Carlos Pellicer

Personal information
- Full name: Carlos Pellicer Vázquez
- Date of birth: 12 May 1944 (age 82)
- Place of birth: A Coruña, Spain
- Height: 1.78 m (5 ft 10 in)
- Position: Forward

Senior career*
- Years: Team / Apps / (Gls)
- 1963–1964: Fabril / 24 / (12)
- 1964–1967: Deportivo / 26 / (7)
- 1967–1970: Barcelona / 21 / (2)
- 1970–1973: Valencia / 32 / (6)
- 1973–1974: Levante / 5 / (0)
- Total:  / 108 / (27)

= Carlos Pellicer (footballer) =

Spanish footballer (born 1944)

Carlos Pellicer Vázquez (born 12 May 1944) is a Spanish former professional footballer who played as a forward.

He played 79 games and scored 15 goals in La Liga for Deportivo, Barcelona and Valencia, winning the Copa del Generalísimo for Barcelona in 1967–68 and the league title with Valencia in 1970–71. After an Achilles tendon rupture, he retired in 1974 and qualified as a doctor, going on to practice medicine for 33 years.

==Club career==
===Deportivo===
Born in A Coruña, Pellicer began his career with hometown club Deportivo. He made his senior debut in 1963–64 with the reserve team in Tercera División, Fabril; the club made the promotion playoffs but lost to Torrelavega. He made his La Liga debut on 4 October 1964 in a 1–0 loss away to Atlético Madrid, and ended his first season with 10 games and one goal as his team were relegated.

Pellicer missed the entire 1965–66 season in the Segunda División, as he was training with his father to be an electrical engineer. He returned to Depor for the 1966–67 La Liga season and recorded six goals from 16 games in another season that ended with relegation. On 14 May 1967, he scored a hat-trick in a 3–2 home win over Real Madrid in the last 16 of the Copa del Generalísimo. Fans considered Pellicer to be a natural successor to Luis Suárez, but he played down the comparison, saying that Suárez and Amancio were on a different level to anyone else.

===Barcelona===
In 1967, Pellicer signed for Barcelona. In his first season there, he played seven games over all competitions, while his club won the 1967–68 Copa del Generalísimo against Real Madrid. In his second season, he won favour with manager Salvador Artigas and ended the campaign with 18 appearances and three goals between the league and the UEFA Cup Winners' Cup, though in an unfamiliar right-wing position. On 21 May he played in the 1969 European Cup Winners' Cup final, a 3–2 loss to Slovan Bratislava in Basel, Switzerland. On 14 September that year, the season opened with an El Clásico match against Real Madrid and Pellicer became the first Barcelona player to come on as a substitute, replacing the injured Miguel Ángel Bustillo. In the new year, Vic Buckingham became manager at the Camp Nou and did not require Pellicer, who was released at the end of the season.

===Valencia===
Pellicer moved to Valencia in 1970, where he could play as a centre forward again after the departures of Vicente Guillot and Waldo Machado. His team, managed by Alfredo Di Stéfano, won the league in his first season; he contributed 22 games and three goals, but they were essential in a team based on defence that scored few goals.

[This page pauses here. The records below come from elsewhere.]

PR #1029, opened 2026-06-16
Create Ansible setup for JGroups

jabolina:
This one is only a small setup. It installs the dependencies and pushes the local JGroups build remotely to all nodes. I've copied the inventory template we have in IspnPerf, too.

I haven't included any playbook that runs something, and also, no playbook that stops all Java processes in all nodes.
Let me know if you are interested in any of that.


belaban:
Thanks Jose, I'll have a look

PR #1032, opened 2026-06-19
JGRP-3015 Remove dangling connection created during concurrent shutdo…

rhusar:
…wn in BaseServer.send()

https://redhat.atlassian.net/browse/JGRP-3015

### DIFF
--- a/src/org/jgroups/blocks/cs/BaseServer.java
+++ b/src/org/jgroups/blocks/cs/BaseServer.java
@@ -239,6 +239,13 @@ public abstract class BaseServer implements Closeable, ConnectionListener {
             removeConnectionIfPresent(dest, conn);
             throw ex;
         }
+        finally {
+            // Remove connection that may have been created after stop() already cleared conns (JGRP-3015)
+            if(!running()) {
+                log.trace("%s: removing dangling connection to %s created during shutdown", local_addr, dest);
+                removeConnectionIfPresent(dest, conn);
+            }
+        }
     }
 
     public void send(Address dest, ByteBuffer data) throws Exception {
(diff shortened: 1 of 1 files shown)


rhusar:
Why I suspect this is the issue we have been seeing for a long time and made this a blocker: 

The dangling connection keeps the TCP socket ([::1]:7600) alive from old node-1 to node-2. From node-2's perspective, old node-1 still appears connected (the process holding that connection is still running, we called undeploy, not server stop). This also prevents FD_SOCK2 from suspecting old node-1 and node-2's GMS doesn't expel it from the view.  On rejoin, when new node-1 sends TCPPING discovery, node-2 may still have old node-1 in its view as coordinator, causing the  discovery/join to fail  or the stale connection state may prevent the response from reaching new node-1 entirely (the response goes to old node-1's socket, not new node-1's server and its lost and singleton cluster is formed, causing the test to fail). 

With this fix when the discovery response needs to go to [::1]:7600, a fresh connection is created to new node-1's server.

belaban:
Can you describe exactly what you think causes this issue? E.g.

* node-1 calls BaseServer.stop()
* node-1 creates a new connection to node-2
* assertion: node-1 has a connection to node-2 and vice versa
* how does this relate to FD_SOCK2? The server in this protocol should not send spurious data to node-2 and therefore keep the connection closed...
* node-1 creates a new server and calls server.start()

belaban:
OK, the change is uncritical & small, I applied it, thanks,

rhusar:
> Can you describe exactly what you think causes this issue? E.g.
> 
> * node-1 calls BaseServer.stop()
> * node-1 creates a new connection to node-2
> * assertion: node-1 has a connection to node-2 and vice versa
> * how does this relate to FD_SOCK2? The server in this protocol should not send spurious data to node-2 and therefore keep the connection closed...
> * node-1 creates a new server and calls server.start()

@belaban Yes, in other words (from the Jira):

  1. TcpServer.stop() sets running=false (line 89), then closes server socket, then calls super.stop() which closes all connections and clears conns
  2. A concurrent send() thread has already passed validateArgs() and is about to call getConnection(dest)
  3. getConnection(dest) finds conns empty (just cleared), creates a new TcpConnection, connects it, and adds it to conns
  4. send() completes - this connection is never closed

You are right about FD_SOCK2 here, FD_SOCK2 itself doesn't create the dangling connection, the dangling connection is in the transport's TcpServer, created by a concurrent send() with stop().

I haven't check this in detail, but my hunch is that when new node-1 reconnects  on the same port, node-2 sends the discovery response over the stale incoming connection to old node-1's dangling socket instead of creating a fresh connection to new node-1's server. Never received = singleton cluster.

PR #1033, opened 2026-06-25
JGRP-3017 Set SO_REUSEADDR on server sockets before binding

rhusar:
https://redhat.atlassian.net/browse/JGRP-3017


rhusar:
FYI @pferraro

PR #1034, opened 2026-06-25
CI: Add JDK 26 (latest GA) to the build matrix

rhusar:


rhusar:
FWIW I didn't include 27-ea as that seems a bit of an overkill.

belaban:
Yes, we can do that later

PR #1040, opened 2026-07-19
Migrate JGroups unit tests from Ant+TestNG to Maven Surefire+TestNG

akbar1214:
This PR migrates JGroups unit test execution from the Ant-based TestNG runner to Maven Surefire + TestNG, while keeping the existing directory structure and Ant build intact.
What changed
- Added a byteman.version property and centralized both byteman and byteman-bmunit dependencies on it.
- Added 12 TestNG XML suite files under src/test/resources/testng/, mirroring the existing Ant suites:
- functional, encrypt, byteman, jdbc, stack-independent, time-sensitive, udp, udp-new, tcp, tcp-new, tcp-nio, tcp-nio-new
- Each suite defines the correct groups, exclusions, parallelism, thread count, and channel.conf parameter where needed.

- Surefire configuration
  - Replaced the placeholder Surefire config with 12 self-contained executions.
  - Each execution supplies its own suite XML, system properties, port ranges, and JVM arguments.
  - Removed the <systemPropertiesFile>build.properties</systemPropertiesFile> dependency and inlined test-relevant properties.
  - Added tests/util as a test source so the custom JUnitXMLReporter listener is available to Surefire.
  - Suppressed the default default-test execution so mvn test runs only the defined suites.

- Removed maven-antrun-plugin
  - Replaced the Ant-based XML schema generation with exec-maven-plugin.
  - Copied the generated XSD files with maven-resources-plugin.
  - Removed the plugin from <pluginManagement>.
  - Keystore files are created on demand by the encrypt tests via KeyStoreGenerator, so no separate lifecycle step is needed.
 
How to run
  **mvn test**                                                 # all suites sequentially (ant target `all-tests` didn't run jdbc which is bit different currently)
  **mvn surefire:test@<suite-name>**        # single suite, e.g. functional, encrypt
  
  Part of JGRP-2499

### DIFF
--- a/README.adoc
+++ b/README.adoc
@@ -144,6 +144,27 @@ total ordering and so on.
 JGroups ships with multiple sample configurations, e.g. `tcp.xml`, which uses TCP instead of UDP as transport
 protocol. Consult the manual (link below) for more details.
 
+== Running the tests
+
+The unit tests are executed with Maven:
+
+[source,bash]
+----
+mvn test
+----
+
+This runs all TestNG suites (functional, encrypt, byteman, jdbc, stack-independent,
+time-sensitive, udp, udp-new, tcp, tcp-new, tcp-nio, tcp-nio-new).
+
+To run a single suite:
+
+[source,bash]
+----
+mvn surefire:test@functional
+----
+
+Replace `functional` with any of the suite names listed above.
+
 == Links
 * Web site: link:$$http://jgroups.org$$[http://www.jgroups.org]
 * Manual: link:$$http://www.jgroups.org/ug.html$$[http://www.jgroups.org/ug.html]
--- a/pom.xml
+++ b/pom.xml
@@ -278,6 +278,7 @@
                           <source>tests/byteman</source>
                           <source>tests/junit</source>
                           <source>tests/junit-functional</source>
+                           <source>tests/util</source>
                           <!-- tests/other and tests/perf are included in the normal sources -->
                           <source>tests/stress</source>
                        </sources>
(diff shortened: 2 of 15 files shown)


belaban:
Hi Akbar
thanks for your contribution! I hope to have time to take a look at this this week.

rhusar:
Letting CI run in the meantime - but note this does not actually run the tests.

akbar1214:
@belaban by any chance did you get time to look into this ?

belaban:
Not yet, it's on my todo list...

belaban:
I took a quick look: `mvn surefire:test@functional` has the right number of tests (1701) but 4 failure compared to 0 with ant.
I noticed that `UnicastRequestTest` has the following failure:
```
[ERROR] org.jgroups.blocks.UnicastRequestTest.testMissingResponseDueToMergeViewUnicast -- Time elapsed: 0.136 s <<< FAILURE!
java.util.concurrent.TimeoutException: 
Timeout 10000 kicked in, views are:
A: [A|3] (4) [A, A, B, B]
B: [A|3] (4) [A, A, B, B]
```

It is almost as if the `singleThreaded=true` directive is ignored and multiple tests are run in parallel.
I'll investigate more next week...

belaban:
This surefire output (HTML file) looks hideous! Is there a way to get output from `JUnitXmlReporter` instead?

belaban:
The ant testsuite still works, so I'll integrate your PR. I can fix the errors later, but at least we've integrated your code and can take it from there

PR #1043, opened 2026-07-28
[5.5.x] JGRP-3030 Fix view/membership inconsistencies due to repeated volatile reads.

pferraro:
https://redhat.atlassian.net/browse/JGRP-3030


belaban:
Closed as per explanation in JGRP-3030

PR #621, opened 2026-09-04
fix: stop log-authored keys from reaching Object.prototype in the viewer

brandly:
## Summary

Several places in the inspect viewer (and one in Scout) used strings written by the log author — event uuids, model and role names, score and scorer names, scanner reference ids, skeleton span parents, attachment ids — as keys on plain objects or arrays. A name such as `__proto__`, `constructor` or `toString` then either resolved through the prototype chain to a builtin, or worse, wrote through it. Two of these were session-wide prototype pollution; the rest were deterministic render crashes to the root error panel.

Session-wide pollution:

- **Chunked skeleton index** — a span whose `parent` was `"__proto__"` indexed `childrenOf` through `Array.prototype` and pushed onto it, changing every past-the-end array read in the viewer (chunk bounds, cursor buffers, outline rows) for the rest of the session, including for other logs opened afterwards. `SkeletonIndex` now requires `parent` to be an integer index of an earlier span and throws otherwise; `at` accepts only own integer positions.
- **Usage config builders** — a model or role named `__proto__` wrote every key of the log's `model_args` / generate config onto `Object.prototype`; one named `constructor` overwrote statics on `Object` (`model_args: {"keys": ...}` broke `Object.keys`). Reached from the Models tab, every sample's Usage tab and the Timeline tab. The builders now accumulate in Maps and return null-prototype records.
- **Property bags (inspect app slice and Scout store)** — transcript event panels store per-panel UI state in a bag named by the event uuid. Creating a bag named `__proto__` inside the immer recipe assigned the tab selection onto the real `Object.prototype`, and because reads used `key in bag`, every other event panel then inherited it and rendered empty until reload. Both stores now read bags and keys as own properties only and create a missing bag with a computed-key literal (plain assignment of a `__proto__` name goes to the inherited setter, which immer turns into a `setPrototypeOf` error). The bags stay plain records because the slice is persisted as JSON.

Inherited-key reads that crashed the viewer or substituted a builtin:

- **Info tab** — a scorer named after an `Object.prototype` member made `PlanDetailView` call `.push` on the inherited member. Grouping is now a Map.
- **Samples grids** — a score named `constructor` made the column builder call `.add` on the `Object` function while discovering cross-log columns, so one such log broke the directory's Samples view; label and colour-scale overrides were read the same way. Tallies are Maps; the override maps are read as own properties.
- **Scan reference previews** — a scanner reference id naming a prototype member yielded a builtin as `citePreview`, and hovering the cite called it during render. The preview table is a Map.
- **Transcript event labels** — an event uuid naming a prototype member got the builtin as its label whenever a search result supplied any event citation, and `label.replace` threw. Event, message and tool label maps are read as own properties.
- **attachment:// resolution** — `attachment://constructor` resolved to the `Object` function and was substituted into message content, which the chat renderer then tried to iterate. Attachment lookups are own-key only, so these are ordinary misses.

## Approach

A small `getOwn` helper (own-property read of a string-keyed record) and `nullProtoRecord` (moved from `connectionHistory.ts`, which already did this) live in `@tsmono/util`; keyed accumulation uses `Map`. Each change has a test that fails on the previous source: tests plant keys on the real `Object.prototype` / `Array.prototype` / `Object` inside `try`/`finally` or `afterEach`, assert that nothing leaks, and assert that lookups of `constructor` / `toString` / `__proto__` read as absent rather than as a builtin.

Two `no-unnecessary-condition` suppressions in `configsForUsage.ts` became unnecessary and were removed (`suppressions.json` shrinks by two entries).

## Verification

`pnpm check`, `pnpm test`, and `pnpm build` all pass from the repo root.

### DIFF
--- a/apps/inspect/src/app/plan/PlanDetailView.test.tsx
+++ b/apps/inspect/src/app/plan/PlanDetailView.test.tsx
@@ -1,0 +1,53 @@
+import { cleanup, render, screen } from "@testing-library/react";
+import { afterEach, describe, expect, it } from "vitest";
+
+import { testEvalScore, testEvalSpec } from "@tsmono/inspect-common/testing";
+import type { EvalScore } from "@tsmono/inspect-common/types";
+import {
+  ComponentIconProvider,
+  ComponentNavigationProvider,
+} from "@tsmono/react/components";
+import { ComponentStateProvider } from "@tsmono/react/state";
+import { makeStateHooks, testIcons } from "@tsmono/react/testing";
+
+import { PlanDetailView } from "./PlanDetailView";
+
+afterEach(cleanup);
+
+const renderScores = (scores: EvalScore[]) =>
+  render(
+    <ComponentStateProvider hooks={makeStateHooks()}>
+      <ComponentIconProvider icons={testIcons}>
+        <ComponentNavigationProvider navigation={{ navigate: () => {} }}>
+          <PlanDetailView evaluation={testEvalSpec()} scores={scores} />
+        </ComponentNavigationProvider>
+      </ComponentIconProvider>
+    </ComponentStateProvider>
+  );
+
+describe("PlanDetailView scorers", () => {
+  it("groups scores by scorer", () => {
+    renderScores([
+      testEvalScore({ scorer: "match", name: "accuracy" }),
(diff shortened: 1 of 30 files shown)


brandly:
@review

brandly:
@review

After an Achilles tendon rupture in a friendly match, Pellicer missed the entire 1971–72 season, and struggled in the following campaign. He played for Levante in the second division in 1973–74 before retiring.

==International career==
Pellicer played two games for the Spain national under-23 football team in 1967. He debuted in a 1–0 loss to France on 22 March in Barcelona, and his other game was as a substitute in a 1–1 draw away to Luxembourg eight months later.

==Post-playing career==
Pellicer had an interest in medicine, having read medical journals since his teenage years. After retiring from football, he spent 33 years as a doctor at the Juan Canalejo Hospital in his hometown.